▸ Your assignment:
Wherever the word "tracker" shows up in the data, report the line it sits in.

▸ Exercise data:
PR #4055, opened 2026-03-14
denylist: snooze *kdump.crash* in next-devel

marmijo:
These tests were snoozed in rawhide but somehow they were not running in next-devel either. The tests have been failing for, probably, the same reason as https://github.com/coreos/fedora-coreos-tracker/issues/2100. Let's re-snooze them in next-devel while we investigate.

### DIFF
--- a/kola-denylist.yaml
+++ b/kola-denylist.yaml
@@ -8,6 +8,14 @@
 ##  arches:
 ##    - aarch64
 
+- pattern: '*kdump.crash*'
+  tracker: https://github.com/coreos/fedora-coreos-tracker/issues/2100
+  snooze: 2026-03-31
+  arches:
+    - s390x
+  streams:
+    - next-devel
+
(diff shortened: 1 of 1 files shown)


dustymabe:
> probably, the same reason as https://github.com/coreos/rhel-coreos-config/issues/132

you mean https://github.com/coreos/fedora-coreos-tracker/issues/2100 ?

dustymabe (approved):
LGTM

marmijo:
> you mean https://github.com/coreos/fedora-coreos-tracker/issues/2100 ?

Yes, thanks! Updated.

nikita-dubrovskii:
Yep, kernel `6.19.6` has no `1708e7627881 s390/kexec: Disable stack protector in s390_reset_system()` . But `6.19.7` , which is now available in repos, comes with the fix.

PR #4060, opened 2026-03-16
[next-devel] overrides: fast-track podman-5.8.1-1.fc44

marmijo:
We're including podman v5.8.1 in testing-devel/testing`[1]`, so this package would show as downgraded in next-devel/next due to the beta freeze in F44. Fast-tracking this version to next-devel to avoid any downgrades.

`[1]`: https://github.com/coreos/fedora-coreos-config/pull/4059


dustymabe (approved):
LGTM

PR #4064, opened 2026-03-17
[next-devel] overrides: fast track libnetfilter_conntrack to avoid downgrade

dustymabe:
For libnetfilter_conntrack we are using the F43 version of the package because it was never built for F44 yet. Probably an oversight by the maintainer.


joelcapitao (approved):
LGTM

AdamWill:
[Building for F44 now](https://koji.fedoraproject.org/koji/taskinfo?taskID=143455824) at Dusty's request. Will submit an update.

PR #4078, opened 2026-03-25
tests/validate-symlinks: add exception for libmtcr_ul.a

nikita-dubrovskii:
Recently mstflint.rpm was added for el9 and el10, so this test now fails on broken /usr/lib64/libmtcr_ul.a:
```
Error: /usr/lib64/libmtcr_ul.a symlink to /usr/lib64/mstflint/libmtcr_ul.a which does not exist
```


nikita-dubrovskii:
https://redhat.atlassian.net/browse/RHEL-160059

nikita-dubrovskii:
Workaround - https://github.com/coreos/rhel-coreos-config/pull/220

PR #4093, opened 2026-04-02
overlays: create 10bootc

jbtrystram:
Introduce a new overlay to ship configuration files for bootc and image-builder. These file are sourced from the container during `bootc install to-filesystem`.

▸ The completed task:
These tests were snoozed in rawhide but somehow they were not running in next-devel either. The tests have been failing for, probably, the same reason as https://github.com/coreos/fedora-coreos-tracker/issues/2100. Let's re-snooze them in next-devel while we investigate.
+  tracker: https://github.com/coreos/fedora-coreos-tracker/issues/2100
you mean https://github.com/coreos/fedora-coreos-tracker/issues/2100 ?
> you mean https://github.com/coreos/fedora-coreos-tracker/issues/2100 ?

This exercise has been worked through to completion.